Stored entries

PR #69, opened 2020-08-28
Add the fan out operator.

TrevorFSmith:
The fan out operator allows us to specify a set of properties on a source that each should have the remaining rules applied to them. It needs a special case in the Handler so it's a bit different than the other operators.

### DIFF
--- a/src/factory.ts
+++ b/src/factory.ts
@@ -6,20 +6,23 @@ import {
   ConvertOperator, ConvertOperatorOptions,
   QueryOperator, QueryOperatorOptions,
   RenameOperator, RenameOperatorOptions,
+  FanOutOperator, FanOutOperatorOptions,
 } from './operators';
 import { Operator } from './operator';
 
 /**
  * Declares known, built-in Operators.
  */
-export type BuiltinOperator = typeof ConvertOperator | typeof FlattenOperator | typeof FunctionOperator |
-  typeof InsertOperator | typeof SuffixOperator | typeof QueryOperator | typeof RenameOperator;
+export type BuiltinOperator = typeof ConvertOperator | typeof FlattenOperator
+  | typeof FunctionOperator | typeof InsertOperator | typeof SuffixOperator
+  | typeof QueryOperator | typeof RenameOperator | typeof FanOutOperator;
 
 /**
  * Declares known, built-in OperatorOptions.
  */
-export type BuiltinOptions = ConvertOperatorOptions | FlattenOperatorOptions | FunctionOperatorOptions
-  | InsertOperatorOptions | SuffixOperatorOptions | QueryOperatorOptions | RenameOperatorOptions;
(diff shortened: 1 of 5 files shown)


src/factory.ts
```diff
@@ -34,6 +37,7 @@ export class OperatorFactory {
     suffix: SuffixOperator,
     query: QueryOperator,
     rename: RenameOperator,
+    'fan-out': FanOutOperator,
```
van-fs, line 40: nit, but should we just use `fanout` without any special chars?

src/handler.ts
```diff
@@ -127,6 +140,7 @@ export default class DataHandler {
       } catch (err) {
         Logger.getInstance().error(`Operator ${name} failed for ${path} at step ${i}`,
           path);
+        // @eslint-disable-next-line
         console.error(err.message);
```
van-fs, line 144: Did the console log sneak in or do we need it?  If the latter,  should we `Logger.getInstance().error`?

src/operators/fan-out.ts
```diff
@@ -0,0 +1,52 @@
...
+
+  readonly index: number;
+
+  readonly properties: string[];
+
+  constructor(public options: FanOutOperatorOptions) {
+    const { index = 0, properties = [] } = options;
+    this.index = index;
+    if (typeof properties === 'string') {
+      this.properties = [properties];
```
van-fs, line 21: I think this should `properties.split(',')` and assign, right?

test/operator-fan-out.spec.ts
```diff
@@ -0,0 +1,60 @@
...
+  it('it should fan out properties', () => {
+    const observer = new DataLayerObserver({
+      rules: [
+        {
+          source: 'item',
+          operators: [
+            { name: 'fan-out', properties: ['left-hand', 'right-hand', 'list'] },
+            { name: 'flatten' },
+          ],
+          destination: 'globalThis.handleDestination',
```
van-fs, line 42: `destination` will actually accept a function too.  In the observer spec, I have:

```
let changes = [];
...
destination: (...data: any[]) => {
            // NOTE use a local destination to prevent cross-test pollution
            changes = data;
          },
```

Nothing functional incorrect, just in case you wanted to keep the destination and result localized.

src/factory.ts
TrevorFSmith: Everywhere else in the code I treat fan out as two words. Do you think it's problematic to use skewer-case?

src/handler.ts
TrevorFSmith: I'm not sure when that error arrived in the code but it doesn't seem necessary to me. I'll delete.

src/factory.ts
van-fs: Not problematic; keep it.

PR #71, opened 2020-09-01
Allow the function operator to return null to abort a rule handler.

TrevorFSmith:


TrevorFSmith:
> LGTM. So a function that returns undefined or null essentially has no data to pass along; hence, it makes sense to stop. Correct? Is there any benefit of `typeof val === 'undefined'` versus a `val === undefined`?

I started using `typeof val === 'undefined'` in general because unlike `val === undefined` it doesn't throw an exception if `val` has not been declared. In this situation we declare `val` so it's equivalent to `val === undefined`.

PR #72, opened 2020-09-04
Rules to send Google tags to Fullstory

TrevorFSmith:
In addition to the rules, tests, and example page for google tags, this PR has a couple of tweaks to how we handle rules that are both read-on-load and monitor of array sources.
The monitor also checks that a property is configurable before trying to monitor it.


van-fs (approved):
LGTM; only nit is that Google typically uses `dataLayer` as their convention, but we can change that in a follow on review.

PR #75, opened 2020-09-17
WEL rule probe and separate test "site" 

TrevorFSmith:
I created a [WEL test probe](https://github.com/fullstorydev/web-embed-lab/blob/master/docs/TEST_PROBE_API.md) and a testing page that work together to ensure that the rules ran, that the right number of results were created, and that the results have expected parameters.

In the future we can flesh this out to test the intricacies of each operator but this satisfies the task which is to make sure that the DLO successfully evaluates rules.

### DIFF
--- a/test/web-embed-lab/test-probes/dlo-rules/test.js
+++ b/test/web-embed-lab/test-probes/dlo-rules/test.js
@@ -24,7 +24,7 @@ class DLORulesProbe {
     if(!basis) return { passed: true }
     const results = {
       passed: true,
-      results: window._testRuleResults || null, // List of rule results
+      results: window._testRuleResults, // List of rule results
       failures: []
     }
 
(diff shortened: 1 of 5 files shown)


test/web-embed-lab/test-probes/dlo-rules/test.js
```diff
@@ -0,0 +1,59 @@
+/**
+DLORulesProbe tests that a well known array contains expected rule results
+*/
+class DLORulesProbe {
+  /**
+  @return {Object} data collected when the target embed script *is not* loaded
+  @return {Object.success} always true
+  */
+  async gatherBaselineData(){
+    console.log('DLO rules baseline')
```
van-fs, line 10: nit: semicolon missing.  I suspect our linter isn't working on these tests.

test/web-embed-lab/test-probes/dlo-rules/test.js
```diff
@@ -0,0 +1,59 @@
...
+          results.failures.push('The parameters array must contain arrays like [index, value]')
+        }
+      }
+    }
+
+    return results
+  }
+}
+
+window.__welProbes['dlo-rules'] = new DLORulesProbe()
```
van-fs, line 59: same nit; semicolon.

van-fs (approved):
LGTM; two super-nits that have no functional impact.

test/web-embed-lab/test-probes/dlo-rules/test.js
TrevorFSmith: Yep, the WEL isn't using the linter (or semicolons) so the new test is consistent with the other test probes from the WEL.

PR #76, opened 2020-09-22
Rule performance

TrevorFSmith:
I created a [quick performance doc](https://github.com/fullstorydev/fullstory-data-layer-observer/blob/tfs/wel-perf/docs/performance.md) that explains that there are a couple of load test pages (one basic and one more complex) that I used to gather performance snapshots in Chrome and Firefox.

TL;DR each rule takes ~0.07ms to initialize and run.

This isn't hooked up to the WEL tests, mostly because the timing is so fast that it would be lost in the relatively slow noise of the debugger snapshots used by the WEL test probes.


TrevorFSmith:
Ok, @van-fs I pulled in your copy and new image from the gdoc into the performance doc markdown. So, this is ready for review.

van-fs (approved):
LGTM

PR #77, opened 2020-09-24
Magical unshift

TrevorFSmith:
Make the magical monitoring of arrays include `unshift` in addition to `push`.

This is the first time that a single input rule can result in multiple running rules. Instead of converting a rule that watches an array into a rule that watches that array's `push` we now do that and *in addition* add a rule to watch `unshift`.

### DIFF
--- a/examples/basic-embed/index.html
+++ b/examples/basic-embed/index.html
@@ -11,7 +11,8 @@
           pageInfo: {
             pageID: '1234'
           }
-        }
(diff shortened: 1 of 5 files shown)


TrevorFSmith:
@van-fs Ok, this refactor based on our conversation feels like an improvement.

van-fs (approved):
LGTM

PR #79, opened 2020-09-28
Add Google Tag eCommerce rules

TrevorFSmith:
Added rules (with example page and tests) that hand the [Google Tag eCommerce](https://developers.google.com/tag-manager/enhanced-ecommerce) data layer objects to Fullstory.


van-fs (approved):
LGTM

PR #82, opened 2020-10-05
Update Google Enhanced Ecommerce rules

van-fs:
@TrevorFSmith Adding a draft PR to deal with the fan-out issue with Google EC rules.  I created an uber rule to look at the `action` property.  From what I can tell, every Google EC invocation should be adding an `action` property to `actionField`, which should be a result of Google `ga('ec:setAction', 'detail');` calls.

```
    {
      "id": "fs-ga-e-commerce-action",
      "source": "dataLayer",
      "operators": [
        { "name": "query", "select": "$.ecommerce" },
        { "name": "flatten" },
        { "name": "query", "select": "$[?(action)]" },
        { "name": "query", "select": "$[!(products,impressions,promotions)]" },
        { "name": "convert", "properties": "revenue,tax,shipping", "type": "real" },
        { "name": "convert", "properties": "step", "type": "int" },
        { "name": "insert", "select": "action" }
      ],
      "destination": "FS.event",
      "readOnLoad": true,
      "monitor": true
    },
```

So this will flatten `ecommerce` and then grab the `action` field.  Unfortunately, we can't easily go straight to `action` via a pick because the path is `ecommerce.<the action>.actionField`.  As a result, the flatten throws out `<the action>` property.

The previous rules you had can then operate on the products/promotions using fan-out.  I've used the naming convention to match the [Google action](https://developers.google.com/analytics/devguides/collection/analyticsjs/enhanced-ecommerce#action-types).  A `click` on a product yields the event name `product_click` and similarly a promotion is `promotion_click`.

Also, I changed `View Page Type` to `pageview`.  I've pulled back a bit on examples for impressions as they can get quite noisy from what I'm seeing.  One site has 45 items in the array.  So maybe we revisit impressions or possibly look into a `limit` feature for fan-out.

I'm going to do a bit of integration testing but have a look at where things are headed.


van-fs:
Looking at some sites, the view cart activity is going to emit all products in the cart.  With a rate limit of 10 events per second in FullStory, we're likely to cause problems even for this use case.  I think from an educational standpoint the rules make sense but from a production deployment, it may be a footgun.  If the `actionData` object is being correctly used, the aggregate data is more important and emitted far less.

TrevorFSmith:
Looking at [these docs](https://developers.google.com/tag-manager/enhanced-ecommerce), I don't see `action` but I do see `actionField`:
[Product clicks](https://developers.google.com/tag-manager/enhanced-ecommerce#product-clicks) has `actionField` but [Adding a product to the cart](https://developers.google.com/tag-manager/enhanced-ecommerce#add) does not.

van-fs:
I skewed a bit back to the previous samples.  There are two rules: one that checks for `actionField` and the other that checks for `products`.  Each rule pair is specific to the `action` value seen in the path - like `ecommerce.detail.actionField`.  Each action begets the name of the custom event.  The `detail` action is a `detail` event.  The product association is `detail_product` so it should list nicely below the related action in the custom event dropdown.

TrevorFSmith (approved):

PR #86, opened 2020-10-09
Add CEDDL Event Rule and Insert defaultValue

van-fs:
Looks like I never had an `event` rule - probably because we didn't have fan-out at the time.  Adding a rule for it.  

The spec says that the `eventName` property must be present; however, I've already found a data layer that is not following that guidance.  To maximize using the real event's name with non-compliant data layers, I added a `defaultValue` fallback for the `insert` operator.

### DIFF
--- a/src/operators/insert.ts
+++ b/src/operators/insert.ts
@@ -2,6 +2,7 @@ import { Operator, OperatorOptions, OperatorValidator } from '../operator';
 import { select } from '../selector';
 
 export interface InsertOperatorOptions extends OperatorOptions {
+  defaultValue?: boolean | string | number | object; // a default value if the select fails
   select?: string; // a value found using selection syntax
   value?: boolean | string | number | object; // a given value to insert
   position?: number; // the location where the value will be inserted
@@ -26,6 +27,7 @@ export class InsertOperator implements Operator {
   }
 
   static specification = {
+    defaultValue: { required: false, type: ['boolean,string,number,object'] },
     index: { required: false, type: ['number'] },
     select: { required: false, type: ['string'] },
     value: { required: false, type: ['boolean,string,number,object'] },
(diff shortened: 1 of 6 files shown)


src/operators/insert.ts
```diff
@@ -26,20 +27,30 @@ export class InsertOperator implements Operator {
...
 
     if (selection && value !== undefined) {
-      throw new Error('function operator has both \'select\' and \'value\' options set');
+      throw new Error('insert operator has both \'select\' and \'value\' options set');
     }
 
-    const insertedValue = value || select(selection!, data[this.index]);
+    let insertedValue = value || select(selection!, data[this.index]);
+
+    if (insertedValue === undefined && defaultValue) {
```
TrevorFSmith, line 46: If `defaultValue` is a boolean false then wouldn't this fail to assign it? Perhaps this needs to check whether it's undefined?

test/operator-insert.spec.ts
```diff
@@ -67,6 +67,22 @@ describe('insert operator unit tests', () => {
     expect(obj).to.eq(data[0]);
   });
 
+  it('it should insert using defaultValue if selection syntax fails', () => {
+    const data: any[] = [{ foo: 'foo', bar: [{ baz: 'baz' }] }];
+    const operator = new InsertOperator({ name: 'insert', select: 'bar[0].bazzz', defaultValue: 'default' });
```
TrevorFSmith, line 72: Maybe add a few tests for `defaultValue` of each accepted type (string, boolean, object, etc)?

TrevorFSmith (approved):
Two comments about the same thing, which is that I suspect passing in boolean `false` for `defaultValue` won't work as expected. Other than that it LGTM.

src/operators/insert.ts
van-fs: Yes, good catch.

test/operator-insert.spec.ts
van-fs: Done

* Exercise: For the records above, count the lines holding the word "class" and give only that number.

* Final answer: 6